Abdi Dalem Citralata dan Pralata, Pengabdi Keraton Yogyakarta yang Direvitalisasi dalam Garebek Maulud

By Afkar Aristoteles Mukhaer, Rabu, 18 September 2024 | 10:00 WIB
Abdi Dalem Citralata dan Pralata memimpin rombongan prajurit Kraton Yogyakarta dalam Gerebek Maulid (16/9). Keberadaan mereka direvitalisasi karena berfungsi sebagai penolak bala. Sebelumnya, keberadaan sepasang Abdi Dalem kembar ini ditiadakan pada 1942 oleh Sultan Hamengkubuwono IX agar tidak dimanfaatkan Pemerintah Jepang. (Afkar Aristoteles Mukhaer)

Nationalgeographic.co.id - Ada dua orang yang berpasangan muncul dari gerbang Keraton Yogyakarta dalam Garebek Maulid kali ini.

Keduanya bertingkah jenaka mengawali rombongan prajurit Keraton, bertelanjang dada, mengenakan kuluk (tutup kepala khas Jawa) putih, ber-sumping melati, dan wajah yang dirias bedak putih.
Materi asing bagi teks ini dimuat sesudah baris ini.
Issue #4736, opened 2023-04-04
[Dart 3] Cleanup `dart pub add` page after changes have settled


parlough:
### Page URL

https://dart.dev/tools/pub/cmd/pub-add.html

### Page source

https://github.com/dart-lang/site-www/tree/main/src/tools/pub/cmd/pub-add.md

### Describe the problem

The page got into a little awkward state since a bunch of new options and syntax was added recently and we wanted to document both. It could do with some standardization and cleanup.

### Expected fix

Alongside Dart 3 or a little after, revisit the page and make sure it all makes sense and perhaps remove some mentions of old syntax where they no longer make sense. Standardize the various headers as well.

PR #5040, opened 2023-07-04
Clean up and fix `dart pub add` page

parlough:
- Accounts for support for `override` and `dev` in CLI syntax explanations
- Clarifies that it's not the latest stable version added by default, but the latest compatible stable version
- Puts dev dependency before dependency overrides, since (I believe?) they are more common
- Removes more content about the old syntax into the related note
- Add link to hosted dependency information to match other sources
- Fix link syntax to path dependency

**Staged:** https://dart-dev--pr5040-fix-4736-ecxjqodj.web.app/tools/pub/cmd/pub-add

Closes https://github.com/dart-lang/site-www/issues/4736


src/tools/pub/cmd/pub-add.md
```diff
@@ -37,12 +38,32 @@ $ dart pub add foo:'>=2.0.0 <3.0.1'
 ```
 
 If `dart pub add <package>:<constraint>` is an existing dependency,
-it will update the constraint.
+it will instead update the existing constraint.
```
MaryaBelanger, line 41: This is a huge nitpick/overthink,, so you don't have to take it, but I thought this wording could be a little more explicit (the original too, which I wrote, so not your fault). 

I think your edit adding "existing" moves in the right direction, but I'm still concerned saying it "updates the constraint" could be mistakenly conflated with "progresses to the next latest version", when really it's updating the pubspec entry, and the "new" constraint could be anything, even an older version. Maybe for the sake of overly-clarifying we could say:

> If `<package>` (or `<package>:<constraint>`) is an existing dependency in `pubspec.yaml`,
> `dart pub add <package>:<constraint>` updates the dependency's
> constraint to the one specified in the command.

Or maybe it'd be more useful to make this more action-driven, like:
> You can change an existing dependency's constraint in your `pubspec.yaml`
> by running `dart pub add <package>:<constraint>` again. 

And if you decide to leave it as your first edit, I'd remove "instead": "...it will update the existing constraint."

MaryaBelanger (approved):
Couple comments but mostly just for my education, so thanks in advance!

src/tools/pub/cmd/pub-add.md
```diff
@@ -6,7 +6,7 @@ description: Use dart pub add to add a dependency.
 _Add_ is one of the commands of the [pub tool](/tools/pub/cmd).
 
 ```nocode
-$ dart pub add [dev:]<package>[:<constraint>] [[dev:]<package>[:<constraint>]... ] [options]
+$ dart pub add [{dev|override}:]<package>[:descriptor] [[{dev|override}:]<package>[:descriptor] ...] [options]
```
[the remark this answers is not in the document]
parlough: My understanding is just one type of descriptor. It just often looks simpler since there is no nested information. You can also include `version` as part of the JSON descriptor:

`'test:{"hosted":"https://pub.dev","version":"1.24.1"}'`

src/tools/pub/cmd/pub-add.md
parlough: What you suggested makes a lot more sense, thanks for the thoughtful suggestion. I went with a derivative of your first suggestion, let me know how that sounds :)

src/tools/pub/cmd/pub-add.md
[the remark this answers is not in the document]
MaryaBelanger: Ok, so descriptor includes constraint and other things. Makes sense then, good change

src/tools/pub/cmd/pub-add.md
MaryaBelanger: Everything looks good! Double approved :)

PR #5050, opened 2023-07-07
Update verified-publishers.md

jonasfj:
Explain that what is needed for a verified publisher is a "domain property".

And link to documentation for how to create properties in Google Search Console: https://support.google.com/webmasters/answer/34592


parlough (commented):
Thanks for the extra clarification and references added here. Looks good to me!

parlough (approved):

Issue #5048, opened 2023-07-06
Add Breaking changes page 


MaryaBelanger:
_Part of https://github.com/dart-lang/sdk/issues/52828_:

> Add a new web page and populate it with past and currently planned breaking changes and deprecations.

> Flutter documents past and upcoming breaking changes in a nicely discoverable web page [here](https://docs.flutter.dev/release/breaking-changes)...While the same information is available for Dart via the [CHANGELOG](https://github.com/dart-lang/sdk/blob/main/CHANGELOG.md), we'd like to provide a similar page for Dart. 

### Plan:

- The goal is just to have a breaking changes page that's easily accessible/discoverable for users (currently, the change log is the only place that info is collected). We don't need to recreate Flutter's whole implementation.

- The CHANGELOG will stay in the sdk repo, and won't be duplicated on the site in any way. 

- The new page will be modeled after Flutter's:
  - "Not yet released to stable" section for planned breaking changes
  - "Released in Dart x.x.x" sections, descending order, most recent at top

- Past breaking changes per release will need to be pulled in to the new page to populate past release sections. 

- For now, we've decided to link to the change's corresponding issue (like the change log does now). 
  - I think we should revisit this; individual migration guides per breaking change seem like they could be very useful. 
    - But, there are so many very very minor breaking changes, _requiring_ a page be written for each one is too much.
  - I've personally found in the past that change issues aren't always a straightforward means of understanding the work, outcome, steps to take, etc. 
    - But, breaking change issues have always followed a more stringent outline than others, so it's probably ok.
  - At the very least, evaluating whether a page might need to be written should be part of the new breaking change process.

parlough:
> Link to issues of the changes

So you think the breaking change index should only link to the issues? Or just for the breaking changes from before this plan?

I was originally thinking each breaking change would have its own page with background information a migration guide, even if small for consistency, similar to the Flutter version. Then that page could link to the related issues and pull requests. However, perhaps it makes sense for simple ones to just link to the issue, not sure.

MaryaBelanger:
> So you think the breaking change index should only link to the issues? Or just for the breaking changes from before this plan?

So, I just asked some of the Dart team leads and they said this is what they were imagining. I was previously imagining what you described, the way Flutter does it, because I think that's a really useful kind of documentation. But my question was more along the lines of "do you see your engineers writing that kind of documentation and will that be part of the official breaking change process" and the answer was basically no, along the lines of:
[...]

PR #5061, opened 2023-07-13
Add breaking changes page

MaryaBelanger:
_Fixes: #5048_ 

This page will become part of the [breaking change process](https://github.com/dart-lang/sdk/issues/52828) for Dart.

## This PR:

- Copied all the breaking changes from the change log to fill out the page. 

- Made some decisions on writing/organizing standards to keep the page consistent. 

- Edited the past content somewhat, so that past entries can serve as an example for how future entries should look.

## Decision on standards:

I strongly suggest it be a REQUIREMENT that each breaking change listed here _link to more info_, rather than summarizing all the details inline. 

Links should go to either:
- a breaking change issue
- a breaking change page (like Flutter uses)
- a combination of both (i.e. engineer chooses which to use).

If we decide on both (allowing the engineer to decide), then the template must be _exactly_ identical for both the issues and pages. 

There are also compelling arguments for ONLY utilizing a dedicated page on the site, and not linking to repo issues: https://github.com/dart-lang/site-www/issues/5048#issuecomment-1631160427. We should discuss this as part of the policy updates ([#52884](https://github.com/dart-lang/sdk/issues/52884), [#52885](https://github.com/dart-lang/sdk/issues/52885)).

The rest of the writing standards I came up with are predicated on the fact that all supporting information will NOT be explained on this page:

## Writing rules _for this page_:

These rules, once agreed on, need to be synthesized somewhere (dart.dev? alongside the policy in the sdk repo?) for engineers to follow when adding their breaking changes.   

1. Section layout on the page is:
  ```
  Not yet released in stable
  Released in x.x.x
  | -- Language                  # Doesn't have subections
  | -- Libraries                 # No more "core libraries / other libraries" like in the changelog
      | -- `library:name`
  | -- Tools
      | -- Tool name / area      # This includes pub, vm, linter, etc 
  Released in x.x.y              # etc
  ```

   - Don't include the header if no changes exist in that area or release (e.g. if there's no Language breaking changes, don't include the Language header)

2. The bullet point should ONLY describe the break:
    - Don't include the fix.
    - Don't explain why.
    - Don't explain the previous state.
    - Don't detail changes across versions ("previously announced in..., deprecated in..., removed in ..., etc)
    - Don't include caveats
    
    See "Decision on standards"; these supporting details are necessary, but do not belong on the index page.

3. Start each sentence with a past-tense verb describing the break.
    E.g.: "Deprecated ...., Added...., Disallowed...."
    - To the best of your ability; sometimes this doesn't make sense.
    - But whatever you do, DON'T describe a change in any way that includes "...has been deprecated", "....was removed", etc.
    - E.g. ["`dart_api_dl.cc` is renamed to..."](https://github.com/dart-lang/sdk/blob/main/CHANGELOG.md#281---2020-05-06:~:text=%3A%20dart_api_dl.cc-,is%20renamed%20to,-dart_api_dl.c%20and), change to "Renamed `dart_api_dl.cc`..."

4. Link to the issue/migration page over the _shortest part of the sentence_ that makes sense to describe the break.
    - E.g. "[Updated the SecurityContext class](https://github.com/dart-lang/sdk/issues/46875) to set the minimum TLS protocol version to TLS1_2_VERSION (1.2) instead of TLS1_VERSION."

5. ONLY use "For more information, see..." if the break has multiple issues to link to. 
    - E.g.: "See [48730](https://github.com/dart-lang/sdk/issues/48730) and [49941](https://github.com/dart-lang/sdk/issues/49941) for more details."
    - Otherwise, follow 4.

6. Break multifaceted breaking changes into separate bullets (linking to the same issue). 
    - E.g. Compare how [this](https://github.com/dart-lang/sdk/blob/main/CHANGELOG.md#281---2020-05-06:~:text=Breaking%20change%20%2340483%3A) was written originally, with how I broke it up in this PR.

7. Try not to add -s, -'s, -ed, etc., to the end of code formatted words. 
    - E.g. [Here](https://github.com/dart-lang/sdk/blob/main/CHANGELOG.md#281---2020-05-06:~:text=Dart_NewWeakPersistentHandle%27s%20and%20Dart_NewFinalizableHandle%27s)

8. Don't say "...in x.x.x" or "...in `library`", etc., that's what the section headings are for.
    - E.g. [Here](https://github.com/dart-lang/sdk/blob/main/CHANGELOG.md#281---2020-05-06:~:text=Constants%20in%20dart%3Aio%27s)

9. If a break is language versioned, mark it as such by starting the bullet with "**Language versioned:**"

10. Edited to add: address instructions for moving "Not yet released to stable" entries to new release sections (see [this comment](https://github.com/dart-lang/site-www/pull/5061#discussion_r1265948401) below)


MaryaBelanger:
I made the release sections' headings h2, but the next level (Language, Libraries, Tools) are h4, and their subsections are h5. I did this because all the repetitive h3s were crowding the sidebar and not useful in a TOC.
    
@atsansone I know that skipping heading levels is an accessibility issue, so @parlough I'm wondering if there's another way to hide these from showing up in the contents?

MaryaBelanger:
@itsjustkevin @leafpetersen I drafted up my idea for the page, [staged here](https://dart-dev--pr5061-breaking-changes-4t42rms7.web.app/resources/breaking-changes). Open to suggestions on layout (like, do we still want to distinguish between "Language", "Libraries", etc. like in the change log?)

I'm also convinced that the new policy should enforce a standard for expanding on details of the change ("Decision on standards" section above). That's beyond the scope of adding this page, though, but we should talk about it sometime because it does affect this.

src/resources/breaking-changes.md
```diff
@@ -0,0 +1,788 @@
...
+
+This page lists all the breaking changes in Dart, organized by release and area.
+
+According to our [breaking change policy], each listed item contains a link to more
+information on the change, such as migration guidance, background, reasoning,
+caveats, and more.
+
+{{site.alert.note}}
+Changes prior to Dart 3.1.0 were not subject to our updated breaking change policy,
+so might not have links to additional information. More details per change might
```
itsjustkevin, line 14: This seems a bit off, I would expect one of the following:

- So we might not...
- Additional information may be missing...

I don't know but it feels a bit weird.

src/resources/breaking-changes.md
```diff
@@ -0,0 +1,788 @@
+---
+title: Breaking changes
+description: A list of breaking changes by release in Dart.
+---
+
+This page lists all the breaking changes in Dart, organized by release and area.
```
itsjustkevin, line 6: This page lists the breaking changes in Dart?

itsjustkevin (commented):
This looks great @MaryaBelanger, feel free to ignore my comments, I may be completely wrong in these.

src/resources/breaking-changes.md
MaryaBelanger: Yeah, it's kind of an awkward note overall. I rewrote it to get rid of that clause entireIy, but I was also looking for feedback on whether this is even worth mentioning. I included it because I thought if anyone's digging through old breaking changes they might be confused, but I could also just leave it out.

src/resources/breaking-changes.md
```diff
@@ -0,0 +1,828 @@
...
+Complete release notes are available in the [Dart SDK change log][change log].
+
+According to our [breaking change policy], each listed change contains a link to more
+information on the change, such as migration guidance, background, reasoning,
+caveats, and more.
+
+{{site.alert.note}}
+Changes prior to Dart 3.1.0 and our updated breaking change policy 
+might not have links to additional information. More details on some of those
+changes might be available in their corresponding [change log] entry.
```
parlough, line 16: Maybe we can just keep this for a while. I think most users will be looking for new releases rather those old ones, so this note will slow down the average use case.

src/resources/breaking-changes.md
```diff
@@ -0,0 +1,828 @@
...
+  generate slightly different JS code for methods that have optional parameters.
+
+[52801]: https://github.com/dart-lang/sdk/issues/52801
+[52334]: https://github.com/dart-lang/sdk/issues/52334
+[51486]: https://github.com/dart-lang/sdk/issues/51486
+[52027]: https://github.com/dart-lang/sdk/issues/52027
+
+{% comment %}
+Create new section from these headers for each release.
+Copy entries from "Not yet released to stable".
```
parlough, line 73: I'm a bit confused on this instruction. Is it talking about moving changes from "Not yet released to stable" to a specific release when it becomes stable? If not, you can ignore the following.

If it is though, we probably should be more specific here as after the beta cut there is a period where a stable version isn't released but breaking changes that are landed aren't part of that coming stable release. Also some changes may have been reverted in that timeline. Essentially there may need to be a bit of a manual verification process.

src/resources/breaking-changes.md
```diff
@@ -0,0 +1,828 @@
...
+{{site.alert.note}}
+Changes prior to Dart 3.1.0 and our updated breaking change policy 
+might not have links to additional information. More details on some of those
+changes might be available in their corresponding [change log] entry.
+{{site.alert.end}}
+
+**Dart has two types of breaking changes**:
+* **Standard**: Causes breaks as soon as you [upgrade your sdk version][sdk]. 
+  *These are the majority of changes and are not specially marked in this list.*
+* **Language versioned**: Causes breaks only when you [upgrade the
```
parlough, line 22: If we keep this labeling mechanism, I think it would be worth going through past versions (perhaps to Dart 2.7 when language versioning was released) and labeling language versioned changes, so we can be consistent throughout. At least to 2.12 since those language versions are still supported.

src/resources/breaking-changes.md
parlough, line 16:
```suggestion
  Changes prior to Dart 3.1.0 and Dart's updated breaking change policy 
  might not have links to additional information. 
  More details on some of those changes might
  be available in their corresponding [change log][] entry.
```

src/resources/breaking-changes.md
```diff
@@ -0,0 +1,828 @@
+---
+title: Breaking changes
+description: A list of breaking changes by release in Dart.
+---
+
+This page lists the breaking changes in Dart, organized by release and area.
+Complete release notes are available in the [Dart SDK change log][change log].
```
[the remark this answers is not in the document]
MaryaBelanger: I prefer that too! External places I looked all say "change log", so I figured I should do that, but I didn't even think to look around our own site or pub.dev, so I'm happy to use "changelog"!

src/resources/breaking-changes.md
MaryaBelanger: I agree. How long do you think makes sense? I could also just not include it at all, open to either

src/resources/breaking-changes.md
```diff
@@ -0,0 +1,828 @@
...
+caveats, and more.
+
+{{site.alert.note}}
+Changes prior to Dart 3.1.0 and our updated breaking change policy 
+might not have links to additional information. More details on some of those
+changes might be available in their corresponding [change log] entry.
+{{site.alert.end}}
+
+**Dart has two types of breaking changes**:
+* **Standard**: Causes breaks as soon as you [upgrade your sdk version][sdk].
```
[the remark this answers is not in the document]
MaryaBelanger: I'm not sure I understand, do you mean that the first bullet (`Standard`) should say something like "Breaks code related to the change as soon as you update your sdk version"?

src/resources/breaking-changes.md
```diff
@@ -0,0 +1,828 @@
...
+#### (`dart:core`, `package:js`, etc)
+
+### Tools
+{: .no_toc}
+
+#### (Dart VM, Pub, Linter, `dart2js`, etc)
+{% endcomment %}
+
+## Released in 3.0.0
+
```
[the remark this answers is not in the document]
MaryaBelanger: Good point, that page also allows me to remove the changes listed out under `dart:collection` in this section and just link to the migration guide, shortening the section.

src/resources/breaking-changes.md
MaryaBelanger: I think I'll remove the instruction to copy from "Not yet released" to the new section (line 73) from this doc. Since there needs to be instructions in the breaking change policy about how to handle all of this anyway, we can elaborate there. 

I'll leave the heading layout for ease of copying in the future.

Lmk if that doesn't address your concern!

src/resources/breaking-changes.md
MaryaBelanger: I'm _pretty sure_ I labeled all the ones that were explicitly called out already in their original changelog entries. I could've missed some though, but I'd need someone else to confirm because I have no way of knowing unless they're labeled

src/resources/breaking-changes.md
```diff
@@ -0,0 +1,818 @@
+---
+title: Breaking changes
```
leafpetersen, line 2: I think we should make this cover deprecations as well, so perhaps "Breaking changes and deprecations"?

src/resources/breaking-changes.md
```diff
@@ -0,0 +1,818 @@
...
+description: A list of breaking changes by release in Dart.
+---
+
+This page lists the breaking changes in Dart, organized by release and area.
```
leafpetersen, line 6: "lists the breaking changes and deprecations..."

src/resources/breaking-changes.md
```diff
@@ -0,0 +1,818 @@
...
+Complete release notes are available in the [Dart SDK changelog][changelog].
+
+According to Dart's [breaking change policy][], each listed change contains a link to more
```
leafpetersen, line 9: This sentence reads a little odd to me.  It's not really according the breaking change policy that there is a link.  Perhaps restructure this something like:

The Dart language policy and process around breaking changes and deprecations is described in the [breaking change policy][] document.  In order to help Dart programmers understand and manage the impact of language and library breaking changes and deprecations, all such changes (both upcoming and previously released) are listed on this page.  Each listing contains a link ....

src/resources/breaking-changes.md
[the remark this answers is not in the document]
leafpetersen: I might say something like:

**Unversioned**:  The compiler does not maintain backward compatibility, and code may break as soon as you upgrade your sdk version if it relies on the previous behavior. *These are the majority....*
**Language versioned**: The compiler maintains backward compatibility for existing code, and the behavior change only takes effect (potentially breaking code which relied on the previous behavior) when a you upgrade ....

src/resources/breaking-changes.md
```diff
@@ -0,0 +1,818 @@
...
+  More details on some of those changes might
+  be available in their corresponding [changelog][] entry.
+{{site.alert.end}}
+
+**Dart has two types of breaking changes**:
+* **Standard**: Causes breaks as soon as you [upgrade your sdk version][sdk]. 
+  *These are the majority of changes and are not specially marked in this list.*
+* **Language versioned**: Causes breaks only when you upgrade the
+  [language version] of your code. *These are marked "**Language versioned**"*.
+
```
leafpetersen, line 25: If we cover deprecations here, we should probably have a comment and marker about deprecations.

src/resources/breaking-changes.md
```diff
@@ -0,0 +1,818 @@
...
+If you have questions or concerns about any of these breaking changes, please 
+[file an issue][]. To be notified about future breaking changes,
```
leafpetersen, line 27: Perhaps say "comment on the breaking change issue linked from the relevant entry" to avoid people filing new issues?

src/resources/breaking-changes.md
MaryaBelanger: I added this bullet for deprecations, but am not sure it's correct:

```md
* **Deprecations**: The compiler maintains compatibility for deprecated code,
  with a warning. Deprecations are then completely removed in the release
  following their deprecation, breaking any code that relies on the previous behavior.
  
  *These are marked "**Deprecated**" and "**Removed**", respectively*.
```

MaryaBelanger: I was also wondering, going back through older entries, is _anything_ that even mentions "removed/removal/etc" considered a removal, based on my definition above?

src/resources/breaking-changes.md
```diff
@@ -0,0 +1,821 @@
...
+---
+
+This page lists all language and library breaking changes and deprecations in Dart,
+organized by release and area, to help Dart users understand and manage their
+impact. Complete release notes are available in the [Dart SDK changelog][changelog].
+The [breaking change policy][] document describes the policy and process
+around breaking changes and deprecations in Dart. 
+
+**This page includes two types of breaking changes, as well as deprecations**:
+* **Unversioned**: The compiler does not maintain backward compatibility, and
```
parlough, line 13: Was "compiler" explicitly chosen here? As far as I understand, breaking changes can result from tooling other than the compiler itself. Such as the analyzer introducing a new error, a tool being removed or changed (`dartfmt` in 2.14), etc.

Perhaps "Dart does not guarantee..."? Or the "(Dart) SDK does not guarantee..."

src/resources/breaking-changes.md
```diff
@@ -0,0 +1,821 @@
...
+  code may break as soon as you [upgrade your sdk version][sdk] if it relies on
+  the previous behavior.
+  
+  *These are the majority of changes and are not specially marked in this list.*
+* **Language versioned**: The compiler maintains backward compatibility for
+  existing code, and the behavior change only takes effect (potentially breaking
+  code that relies on the previous behavior) when you upgrade the
+  [language version] of your code.
```
parlough, line 21:
```suggestion
  [language version][] of your code.
```

src/resources/breaking-changes.md
```diff
@@ -0,0 +1,821 @@
...
+  
+  *These are marked "**Language versioned**"*.
+* **Deprecations**: The compiler maintains compatibility for deprecated code,
+  with a warning. Deprecations are then completely removed in the release
+  following their deprecation, breaking any code that relies on the previous behavior.
```
parlough, line 26: In the past, deprecations have been removed a bit inconsistently. The next release, a few releases later, a major release (Dart 3). Is there a documented process we can refer to here? Or just mention a minimum instead?

src/resources/breaking-changes.md
```diff
@@ -0,0 +1,821 @@
...
+
+If you have questions or concerns about any of these breaking changes, please 
+comment on the breaking change issue linked from the relevant entry.
+To be notified about future breaking changes, join the [Dart announce][] group.
+
+[breaking change policy]: https://github.com/dart-lang/sdk/blob/main/docs/process/breaking-changes.md
+[changelog]: https://github.com/dart-lang/sdk/blob/main/CHANGELOG.md
+[sdk]: /get-dart
+[language version]: /guides/language/evolution#language-versioning
+[Dart announce]: https://groups.google.com/a/dartlang.org/g/announce
```
parlough, line 38: I feel like we have a few places we link to this now. Consider adding a site variable in the [`config.yml`](https://github.com/dart-lang/site-www/blob/main/_config.yml#L32-L40).

src/resources/breaking-changes.md
```diff
@@ -0,0 +1,821 @@
...
+
+## Not yet released to stable
```
parlough, line 40: Just a note to update this for the 3.1 release. Note that the changelog may have updated since you wrote this as well.

parlough, line 40: Now that 3.1 has released, could you add a new "Not yet released to stable" section for 3.2. Looks like there are already a few breaking changes there as well. Thank you!

src/resources/breaking-changes.md
```diff
@@ -0,0 +1,821 @@
...
+[50231]: https://github.com/dart-lang/sdk/issues/50231
+[`Metrics`]: https://api.dart.dev/stable/2.18.2/dart-developer/Metrics-class.html
+[`Metric`]: https://api.dart.dev/stable/2.18.2/dart-developer/Metric-class.html
+[`Counter`]: https://api.dart.dev/stable/2.18.2/dart-developer/Counter-class.html
+[`Gauge`]: https://api.dart.dev/stable/2.18.2/dart-developer/Gauge-class.html
+[49536]: https://github.com/dart-lang/sdk/issues/49536
+[51035]: https://github.com/dart-lang/sdk/issues/51035
+
+
+## Released in 2.19.0
```
parlough, line 176: This isn't necessary, but a question/consideration:

I wonder if it's worth it to explicitly set the IDs of the version headers for easier to remember/write link targets. For example, this one could be:

```
## Released in 2.19.0 {#2-19-0}
```

Then the link would just be https://dart.dev/resources/breaking-changes#2-19-0

parlough (commented):
Thanks for continuing to work on this! A few more comments:

src/resources/breaking-changes.md
MaryaBelanger: Yeah I got it from [this suggestion](https://github.com/dart-lang/site-www/pull/5061#discussion_r1268755106) but I'm not tied to that phrasing, I'll change it to "Dart/SDK"

src/resources/breaking-changes.md
MaryaBelanger: I can just remove the "in the release following their deprecation" and make it more general, thanks for letting me know!

src/resources/breaking-changes.md
MaryaBelanger: Great idea! Will do

src/resources/breaking-changes.md
MaryaBelanger: About 3.1: Do you think [the removal of `ObjectLiteral`](https://github.com/dart-lang/sdk/blob/main/CHANGELOG.md#dartjs_interop-1) is a breaking change or should be marked "Removed" under the deprecation format I just added to this PR?

src/resources/breaking-changes.md
MaryaBelanger: Are we sure that's how that works? 😅 
image

src/resources/breaking-changes.md
MaryaBelanger: So how does this work? When I add the link to config.yml does that mean I no longer need to include this line? I can just write `[Dart announce]` anywhere on the site and it will link?

src/resources/breaking-changes.md
parlough: Good question. That's tough since `dart:js_interop` is WIP and comes with a warning that it may change, so its not a traditional breaking change since that status allows for it.

I guess it's fine to just call it a breaking change even though any users should be prepared for the break.

src/resources/breaking-changes.md
parlough: You'll instead just link to `{{site.announce}}` (or whatever you name it) so you don't have to find/time that long URL everytime. Plus if it ever changes, it'll be easy to update.

```
[Dart announce]: {{site.announce}}
```

src/resources/breaking-changes.md
parlough: Maybe that's what I meant 👀 ...

Emm after some testing, it seems overriding the ID doesn't work if the override begins with a number. I think it's fine to drop this idea for now.

MaryaBelanger: I figured it was the numbers. Oh well, good idea while it lasted!

MaryaBelanger:
@parlough So regarding some of the `js_interop` stuff, I added an **Experimental** tag based on a quick convo with Siggi... what do you think? Does the description make sense?

I'm also not sure how to write the **Removed** ones like lines 74, 76, and 132. It's kind of awkward ("Removed: Removed `thing`" seems repetitive, but "Removed: `thing`" seems weird) so any suggestions welcome

src/resources/breaking-changes.md
leafpetersen: > is anything that even mentions "removed/removal/etc" considered a removal

I think this is case to case.  Someone might mention removing something in the CHANGELOG that still wasn't part of the public API.

parlough:
> So regarding some of the `js_interop` stuff, I added an **Experimental** tag based on a quick convo with Siggi... what do you think? Does the description make sense?
> 
> I'm also not sure how to write the **Removed** ones like lines 74, 76, and 132. It's kind of awkward ("Removed: Removed `thing`" seems repetitive, but "Removed: `thing`" seems weird) so any suggestions welcome

You're right that they are a little odd currently, but I think they are fine for now. I'm thinking we can later replace these with little tags rather than text that won't look as odd next to each other. We can always come back to that as follow-up after we're happy with the format.

I'm envisioning something like this:

Example tags

src/resources/breaking-changes.md
```diff
@@ -0,0 +1,873 @@
...
+  *These are marked "**Language versioned**"*.
+* **Deprecations**: The Dart SDK maintains compatibility for deprecated code,
+  with a warning. Deprecations are then completely removed in a subsequent release,
+  breaking any code that relies on the previous behavior.
+  
+  *These are marked "**Deprecated**" and "**Removed**", respectively*.
+* **Experimental**: Part of the release but not yet treated as stable in the SDK,
+  and can break from one version to another. Experimental changes do not
+  always have a corresponding breaking change issue, but may have more detail in
+  the [changelog].
```
parlough, line 33: Consider specifying "SDK changelog" instead.

src/resources/breaking-changes.md
```diff
@@ -0,0 +1,873 @@
...
+
+  *These are marked "**Experimental**", possibly in conjunction with another change type*
```
parlough, line 35:
```suggestion
  *These are marked "**Experimental**", possibly in conjunction with another change type*.
```

src/resources/breaking-changes.md
```diff
@@ -0,0 +1,873 @@
...
+The [breaking change policy][] document describes the policy and process
+around breaking changes and deprecations in Dart. 
+
+**This page includes the following types of breaking changes**:
+
+* **Unversioned**: The Dart SDK does not maintain backward compatibility, and
+  code may break as soon as you [upgrade your sdk version][sdk] if it relies on
+  the previous behavior.
+  
+  *These are the majority of changes and are not specially marked in this list.*
```
parlough, line 18: Consider using underscores (`_`) to indicate italic to visually differentiate the raw markdown from bold.

parlough (approved):
Thanks for working on this @MaryaBelanger!

How about we drop the page from the sidenav for now and land this PR. Then iterate on the page and process and add it back to the sidenav alongside Dart 3.2?

MaryaBelanger:
@parlough Thanks for the for the final review! 

> How about we drop the page from the sidenav for now and land this PR. Then iterate on the page and process and add it back to the sidenav alongside Dart 3.2?

I don't _need_ it to be in the sidenav just yet, but I also think it's fine to add now (or once this lands, without waiting for 3.2). Why do you think we should wait? Do you want 3.2 to be up to date in the "Not yet released" section, or for some other reason? (I feel like we might've talked about this already, so sorry if I forgot!)

parlough:
> Why do you think we should wait?

I just didn't know where you were at personally with the page/process. I think it's completely fine in the sidenav, just wanted to convey some flexibility!

parlough:
If you like the colored tags, please create an issue so we don't forget :)

leafpetersen (approved):
LGTM, thanks!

Dari leher, mereka mengenakan kalung melati bercampur cempaka putih dan kuning.

Mereka disebut sebagai Abdi Dalem Citralata dan Pralata. Kedua Abdi dalem ini mengawali rombongan pengantar pareden gunungan dalam Garebek Maulud Nabi pada 16 September 2024. Kehadiran mereka adalah bentuk revitalisasi yang dilakukan Kraton Yogyakarta, setelah kosong hampir satu abad.

“Menurut arsip keraton sezaman Ngarsa Dalem Hamengku Buwono VIII, Abdi Dalem Citralata dan Pralata berjalan di depan pareden gunungan dengan diiringi gamelan Kiai Sekati," terang K.P.H. Notonegoro, budayawan sekaligus menantu Sultan Hamengkubuwono X, dikutip dari halaman Kraton Yogyakarta.

"Abdi Dalem Citralata dan Pralata merupakan Lurah Taledhek maka lampah-nya saat mengantarkan pareden gunungan dilakukan dengan cara menari," lanjutnya.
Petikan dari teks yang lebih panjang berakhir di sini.